AnyDSL / thorin

The Higher-Order Intermediate Representation
https://anydsl.github.io
GNU Lesser General Public License v3.0
151 stars 15 forks source link

Fix broken LLVM IR and verifyModule usage #104

Closed Hugobros3 closed 3 years ago

Hugobros3 commented 3 years ago

This PR includes a fix for a subtle bug caused by how we generate code for constants (in the Thorin, def.cpp::is_const sense) in the LLVM target. The idea behind it, to quote the code itself:

we emit all Thorin constants in the entry block, since they are not part of the schedule

The issue with this is how that is accomplished: the IR for building such constants is inserted at the start of the entry basic block for the currently emitted function, on the assumption there are no dependencies for such nodes and they are not part of the schedule.
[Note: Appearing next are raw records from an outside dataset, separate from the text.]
PR #129, opened 2015-03-31
allow selectively disabling deprecated warnings

gnzlbg:
The macro `RANGES_DISABLE_DEPRECATED_WARNINGS` allows disabling the deprecated warnings by redefining `RANGES_DEPRECATED(MSG)` to do nothing when this is defined.

This allows to disable the deprecation warnings selectively:

```c++
#include <ranges/v3/all.hpp>
#define RANGES_DISABLE_DEPRECATED_WARNINGS
#include <ranges/v3/some_deprecated_functionality_not_included_by_all.hpp>
#undef RANGES_DISABLE_DEPRECATED_WARNINGS
```

### DIFF
--- a/include/range/v3/detail/config.hpp
+++ b/include/range/v3/detail/config.hpp
@@ -56,16 +56,4 @@
 #endif
 #endif
 
-#if __cplusplus > 201103
-#define RANGES_DEPRECATED(MSG) [[deprecated(MSG)]]
-#else
-#if defined(__clang__) || defined(__GNUC__)
-#define RANGES_DEPRECATED(MSG) __attribute__((deprecated(MSG)))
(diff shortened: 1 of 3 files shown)


gnzlbg:
This only works the first time you include a given file, the:

`#include <ranges/v3/detail/deprecated.hpp>` 

in the filter implementation is under the filter include guards.

ericniebler:
It's good to give users a way to turn off deprecation warnings, but not selectively. Let's leave the definition of `RANGES_DEPRECATED` in config.hpp. Yes, I know you want to un-deprecate `view::filter`. That's a separate issue.

gnzlbg:
Ok, this is closed by pull-request #130 .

Which is correct in the Thorin sense since aggregates like definite arrays are just constant values, but in LLVM terms they are not and are instead build with an alloca and emitting the code that puts data inside the alloca after the code that creates it (because it's emitted first) is a clear issue. One example of code that triggers this is presented below:

enum E {
    A,
    B
}

#[export]
fn f() = [[E::A ; 2] ; 1];

The emitted IR (before these patches!) for this uses %15 before its definition, which is a clear violation of the basic rules for SSA form. Curiously enough though, no assertions were violated even though I had Artic and Thorin both built in Debug. (but not LLVM, but that should not matter since I'm not debugging LLVM). Worse still, this broken IR was not even caught by clang which instead silently ignored the issue (!) when fed the illegal IR file. Using llc and opt on the other hand, the problem was caught correctly:

Instruction does not dominate all uses!
  %15 = load { { {} }, i8 }, { { {} }, i8 }* %tmp_alloca1
  store { { {} }, i8 } %15, { { {} }, i8 }* %7
Instruction does not dominate all uses!
  %15 = load { { {} }, i8 }, { { {} }, i8 }* %tmp_alloca1
  store { { {} }, i8 } %15, { { {} }, i8 }* %8
artic: /home/gobrosse/anydsl/thorin/src/thorin/be/llvm/llvm.cpp:531: std::unique_ptr<llvm::Module>& thorin::CodeGen::emit(int, bool): Assertion `!broken' failed.
Abandon (core dumped)

I'm not sure what that is about with clang not seeing the issue (running some cleanup on the IR before validation ?), but I did find the reason why even with THORIN_ENABLE_CHECKS we did not catch the issue. The documentation for llvm::verifyModule actually specifies that a true boolean is returned upon verification failure, and we do not check for that, rendering that call useless. We do check for that when we call verifyModule in vectorize.cpp, and we dump the module when vectorization fails, here I just made that an assertion though.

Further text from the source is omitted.